Issue #379, opened 2020-10-21
Error message "Could NOT find ZLIB (missing: ZLIB_INCLUDE_DIR) (found version "1.2.11")" on a Linux computer without system zlib and libpng dev packages


wantehchang:
To reproduce this bug, uninstall the zlib and libpng dev packages on a Linux computer. For example, on a Debian or Ubuntu Linux computer, do the following:

```
sudo apt-get remove zlib1g-dev
sudo apt-get remove libpng-dev
```

Then run the following commands to checkout and build libavif:

```
git clone https://github.com/AOMediaCodec/libavif.git
cd libavif/ext
sh aom.cmd
sh libjpeg.cmd
sh zlibpng.cmd
cd ..
mkdir build
cd build
cmake -G Ninja .. -DBUILD_SHARED_LIBS=OFF \
    -DAVIF_CODEC_AOM=ON -DAVIF_LOCAL_AOM=ON \
    -DAVIF_LOCAL_JPEG=ON -DAVIF_LOCAL_ZLIBPNG=ON \
    -DAVIF_BUILD_EXAMPLES=ON -DAVIF_BUILD_APPS=ON -DAVIF_BUILD_TESTS=ON \
    -DCMAKE_BUILD_TYPE=Release
```

The output of the cmake command contains the error message "Could NOT find ZLIB (missing: ZLIB_INCLUDE_DIR) (found version "1.2.11")":

```
...
-- Found ZLIB: zlibstatic (found version "1.2.11") 
-- Could NOT find ZLIB (missing: ZLIB_INCLUDE_DIR) (found version "1.2.11")
-- Found PNG: png_static  
-- Found JPEG: jpeg (found version "90") 
...
```

The corresponding code in libavif/CMakeLists.txt is the following three `find_package()` calls:

```
if(AVIF_BUILD_APPS)
    find_package(ZLIB REQUIRED)
    find_package(PNG REQUIRED)
    find_package(JPEG REQUIRED)
```

It turns out that `find_package(PNG REQUIRED)` calls `find_package(ZLIB)` internally, so we end up calling `find_package(ZLIB)` twice. The error message is emitted by the second `find_package(ZLIB)` call. In addition, the second `find_package(ZLIB)` call erases the value of the `ZLIB_INCLUDE_DIR` variable, so it becomes an empty string.

My experiments showed that `find_package(JPEG)` also fails similarly if called twice:

[...]

PR #380, opened 2020-10-21
Remove the find_package(ZLIB REQUIRED) call.

wantehchang:
If find_package(ZLIB) is called twice, the second call fails. Since
find_package(PNG) calls find_package(ZLIB) internally, we should not
call find_package(ZLIB), otherwise the internal find_package(ZLIB) call
will fail.

Note: This is probably a bug of find_package(ZLIB) because one would
expect find_package(ZLIB) to be idempotent.

Fix https://github.com/AOMediaCodec/libavif/issues/379.

### DIFF
--- a/CMakeLists.txt
+++ b/CMakeLists.txt
@@ -371,7 +371,8 @@ endif()
 
 option(AVIF_BUILD_APPS "Build avif apps." OFF)
 if(AVIF_BUILD_APPS)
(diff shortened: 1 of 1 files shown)


wantehchang:
I am abandoning this pull request. I got an official workaround from https://gitlab.kitware.com/cmake/cmake/-/issues/21343.

PR #383, opened 2020-10-22
Fix a crash in avifJPEGRead() on fopen() failure

wantehchang:
If the fopen() call in avifJPEGRead() fails, the local variable cinfo is
not initialized yet, so we can't goto cleanup.

Note: In fact, the local variable cinfo is not even declared at that
point. I don't know why the compiler does not warn about that.


apps/shared/avifjpeg.c
```diff
@@ -50,7 +50,7 @@ avifBool avifJPEGRead(avifImage * avif, const char * inputFilename, avifPixelFor
     FILE * f = fopen(inputFilename, "rb");
     if (!f) {
         fprintf(stderr, "Can't open JPEG file for read: %s\n", inputFilename);
-        goto cleanup;
+        return ret;
```
wantehchang, line 53: We may be able to shuffle the code so that cinfo is declared and initialized before we call fopen(), but I was too lazy to look into that.

PR #391, opened 2020-11-06
Don't set image->alphaRange to yuvRange

wantehchang:
Set image->alphaRange to AVIF_RANGE_FULL instead of yuvRange.


joedrago:
I'll accept this one, but the actual value here is completely benign (`avifyuv` isn't actually testing alpha).

wantehchang:
Thanks, Joe. I was making sure that libavif does not set alphaRange to limited unless specifically told to. I didn't check whether avifyuv actualy uses this.

PR #393, opened 2020-11-06
Change avifDecoderReadItem to take avifIO as input

wantehchang:
Change avifDecoderReadItem to take avifIO (instead of avifDecoder) as
input. This makes it easier to analyze the side effects of
avifDecoderReadItem.

### DIFF
--- a/src/read.c
+++ b/src/read.c
@@ -625,7 +625,7 @@ static void avifDecoderDataDestroy(avifDecoderData * data)
     avifFree(data);
 }
 
-static avifResult avifDecoderReadItem(avifDecoder * decoder, avifDecoderItem * item, avifROData * outData, size_t partialByteCount)
+static avifResult avifDecoderItemRead(avifDecoderItem * item, avifIO * io, avifROData * outData, size_t partialByteCount)
 {
     if (item->mergedExtents.data && !item->partialMergedExtents) {
         // Multiple extents have already been concatenated for this item, just return it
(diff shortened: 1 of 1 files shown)


src/read.c
```diff
@@ -987,7 +987,7 @@ static avifResult avifDecoderFindMetadata(avifDecoder * decoder, avifMeta * meta
 
         if (!decoder->ignoreExif && !memcmp(item->type, "Exif", 4)) {
             avifROData exifContents;
-            avifResult readResult = avifDecoderReadItem(decoder, item, &exifContents, 0);
+            avifResult readResult = avifDecoderReadItem(decoder->io, item, &exifContents, 0);
```
wantehchang, line 990: This change makes it obvious at a glance that avifDecoderReadItem doesn't modify any fields in 'decoder'.

joedrago:
I'm on board with this change, but the function's name probably needs a change too. If an `avifDecoder*` isn't the first argument, the function shouldn't be prefixed with `avifDecoder`.

src/read.c
```diff
@@ -625,7 +625,7 @@ static void avifDecoderDataDestroy(avifDecoderData * data)
     avifFree(data);
 }
 
-static avifResult avifDecoderReadItem(avifDecoder * decoder, avifDecoderItem * item, avifROData * outData, size_t partialByteCount)
+static avifResult avifDecoderItemRead(avifDecoderItem * item, avifIO * io, avifROData * outData, size_t partialByteCount)
```
wantehchang, line 628: I renamed the function "avifDecoderItemRead" and made avifDecoderItem * item the first argument. Please take a look. Thanks!

Alternatively, I can rename the function "avifIOReadItem" or "avifIOReadDecoderItem". Would you prefer that?

joedrago: No, this is a nice choice. I'll let it go through the builders, and then merge it.

Issue #394, opened 2020-11-06
avifDecoderNthImage may call avifDecoderFlush unnecessarily


wantehchang:
Joe: I am filing an issue for discussion and will propose a patch next.

I noticed this problem while investigating why a Chrome AVIF unit test became very slow after I changed Chrome to use avifIO. The test function is `TestByteByByteDecode()` in third_party/blink/renderer/platform/image-decoders/image_decoder_test_helpers.cc. I reproduce the relevant code snippet here:

```
void TestByteByByteDecode(DecoderCreator create_decoder,
                          SharedBuffer* shared_data,
                          size_t expected_frame_count,
                          int expected_repetition_count) {
  const Vector<char> data = shared_data->CopyAs<Vector<char>>();
  ...
  std::unique_ptr<ImageDecoder> decoder = create_decoder();

  size_t frame_count = 0;
  size_t frames_decoded = 0;

  // Pass data to decoder byte by byte.
  scoped_refptr<SharedBuffer> source_data[2] = {SharedBuffer::Create(),
                                                SharedBuffer::Create()};
  const char* source = data.data();

  for (size_t length = 1; length <= data.size() && !decoder->Failed();
       ++length) {
    source_data[0]->Append(source, 1u);
    source_data[1]->Append(source++, 1u);
    // Alternate the buffers to cover the JPEGImageDecoder::OnSetData restart
    // code.
    decoder->SetData(source_data[length & 1].get(), length == data.size());

    EXPECT_LE(frame_count, decoder->FrameCount());
    frame_count = decoder->FrameCount();

    if (!decoder->IsSizeAvailable())
      continue;

    for (size_t i = frames_decoded; i < frame_count; ++i) {
      // In ICOImageDecoder memory layout could differ from frame order.
      // E.g. memory layout could be |<frame1><frame0>| and frame_count
      // would return 1 until receiving full file.
      // When file is completely received frame_count would return 2 and
      // only then both frames could be completely decoded.
      ImageFrame* frame = decoder->DecodeFrameBufferAtIndex(i);
      if (frame && frame->GetStatus() == ImageFrame::kFrameComplete)
        ++frames_decoded;
    }
  }

  EXPECT_FALSE(decoder->Failed());
  EXPECT_EQ(expected_frame_count, decoder->FrameCount());
  EXPECT_EQ(expected_frame_count, frames_decoded);
  EXPECT_EQ(expected_repetition_count, decoder->RepetitionCount());
  ...
}
```

[...]

PR #395, opened 2020-11-06
avifDecoderNthImage: tighten decoder flush

wantehchang:
Tighten the condition for a decoder flush in avifDecoderNthImage.

Fix https://github.com/AOMediaCodec/libavif/issues/394.


joedrago:
This is a nice change.

PR #397, opened 2020-11-07
Fix miscellaneous comment nits

wantehchang:


include/avif/avif.h
```diff
@@ -406,7 +406,7 @@ avifBool avifRGBFormatHasAlpha(avifRGBFormat format);
 
 typedef enum avifChromaUpsampling
 {
-    AVIF_CHROMA_UPSAMPLING_AUTOMATIC = 0,    // Chooses best trade off of speed/quality (prefers libyuv, else uses BEST_QUALITY)
+    AVIF_CHROMA_UPSAMPLING_AUTOMATIC = 0,    // Chooses best trade off of speed/quality (prefers libyuv, else uses BEST_QUALITY) (default)
```
wantehchang, line 409: It may be better to document the default chromaUpsampling at line 422 instead.

joedrago: Yes, I'd prefer it there.

wantehchang: Done.

PR #398, opened 2020-11-07
Use existing checks for AVIF_CODEC_FLAG_CAN_ENCODE

wantehchang:
We just need to move the code that dereferences 'codec' after the null
pointer checks.


joedrago:
I don't like this change, as it happens after a few items are allocated. I'd prefer to have explicit, immediate early-out.

wantehchang:
I see. I will abandon this change and write a new one with only the cleanup.

PR #404, opened 2020-11-07
Reorder the offset checks in avifIOTestReaderRead

wantehchang:
Perform the offset checks in the same order as the comments for
avifIOReadFunc in avif.h.

### DIFF
--- a/tests/aviftest.c
+++ b/tests/aviftest.c
@@ -273,14 +273,14 @@ static avifResult avifIOTestReaderRead(struct avifIO * io, uint32_t readFlags, u
     avifIOTestReader * reader = (avifIOTestReader *)io;
 
     // Sanitize/clamp incoming request
+    if (offset > reader->rodata.size) {
+        // The offset is past the end of the buffer.
+        return AVIF_RESULT_IO_ERROR;
+    }
     if (offset == reader->rodata.size) {
         // The parser is *exactly* at EOF: return a 0-size pointer to any valid buffer
         offset = 0;
         size = 0;
-    }
-    if (offset > reader->rodata.size) {
-        // The offset is past the end of the buffer.
-        return AVIF_RESULT_IO_ERROR;
     }
     uint64_t availableSize = reader->rodata.size - offset;
     if (size > availableSize) {


tests/aviftest.c
```diff
@@ -273,15 +273,15 @@ static avifResult avifIOTestReaderRead(struct avifIO * io, uint32_t readFlags, u
     avifIOTestReader * reader = (avifIOTestReader *)io;
 
     // Sanitize/clamp incoming request
+    if (offset > reader->rodata.size) {
+        // The offset is past the end of the buffer.
+        return AVIF_RESULT_IO_ERROR;
+    }
```
wantehchang, line 279: This matches the order of the following comments in avif.h:

```
// This function should return a block of memory that *must* remain valid until another read call to
// this avifIO struct is made (reusing a read buffer is acceptable/expected).
//
// * If offset exceeds the size of the content (past EOF), return AVIF_RESULT_IO_ERROR.
// * If offset is *exactly* at EOF, provide a 0-byte buffer and return AVIF_RESULT_OK.
// * If (offset+size) does not exceed the contents' size but the *entire range* is unavailable yet
//   (due to network conditions or any other reason), return AVIF_RESULT_WAITING_ON_IO.
// * If (offset+size) does not exceed the contents' size, it must provide the *entire range* and
//   return AVIF_RESULT_OK.
// * If (offset+size) exceeds the contents' size, it must provide a truncated buffer that provides
//   all bytes from the offset to EOF, and return AVIF_RESULT_OK.
typedef avifResult (*avifIOReadFunc)(struct avifIO * io, uint32_t readFlags, uint64_t offset, size_t size, avifROData * out);
```

Note: The last case in the comments needs work because we may also return AVIF_RESULT_WAITING_ON_IO. Specifically, we need to return AVIF_RESULT_WAITING_ON_IO if the truncated range is unavailable.

joedrago: I believe that case falls under an earlier check:

    // * If (offset+size) does not exceed the contents' size but the *entire range* is unavailable yet
    //   (due to network conditions or any other reason), return AVIF_RESULT_WAITING_ON_IO.

The emphasis on "entire range" here is key. If the entire range isn't available (due to temporary reasons), we're supposed to return WAITING_ON_IO. The truncated range at the end is for when we have "all" of the data and it is less than what is being requested.

joedrago: Oh, right after hit hit Comment I realized what you meant. If a file has 5000 bytes, 4900 have been downloaded, and libavif asks for 300 bytes at offset 4800, it is supposed to return WAITING_ON_IO, as it cannot return the truncated buffer *yet*. I agree that better wording can be found here.

wantehchang: Thank you for taking a look. Yes, that is the problem I reported. I should have given a concrete example like you did.

One way to fix this is to refine the last step as follows:

```
// * If (offset+size) exceeds the contents' size, it must provide a truncated buffer that provides
//   all bytes from the offset to EOF. If the the *truncated range* is unavailable yet (due to
//   network conditions or any other reason), return AVIF_RESULT_WAITING_ON_IO. Otherwise provide
//   the *truncated range* and return AVIF_RESULT_OK.
```

Another way to fix this is to match the code and insert a step after the second step and remove the last step, so that the comments look like this:

```
// * If offset exceeds the size of the content (past EOF), return AVIF_RESULT_IO_ERROR.
// * If offset is *exactly* at EOF, provide a 0-byte buffer and return AVIF_RESULT_OK.
// * If (offset+size) exceeds the contents' size, it must truncate the range to provide all
//   bytes from the offset to EOF.
// * If the range is unavailable yet (due to network conditions or any other reason),
//   return AVIF_RESULT_WAITING_ON_IO.
// * Otherwise, provide the range and return AVIF_RESULT_OK.
```

joedrago: I think the second approach is the right choice. It is easier to follow, I think.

◆ ASSIGNED TASK
Look through the entries above and copy each line that has "fails" in it.

◆ EXPECTED OUTPUT
My experiments showed that `find_package(JPEG)` also fails similarly if called twice:
If find_package(ZLIB) is called twice, the second call fails. Since
If the fopen() call in avifJPEGRead() fails, the local variable cinfo is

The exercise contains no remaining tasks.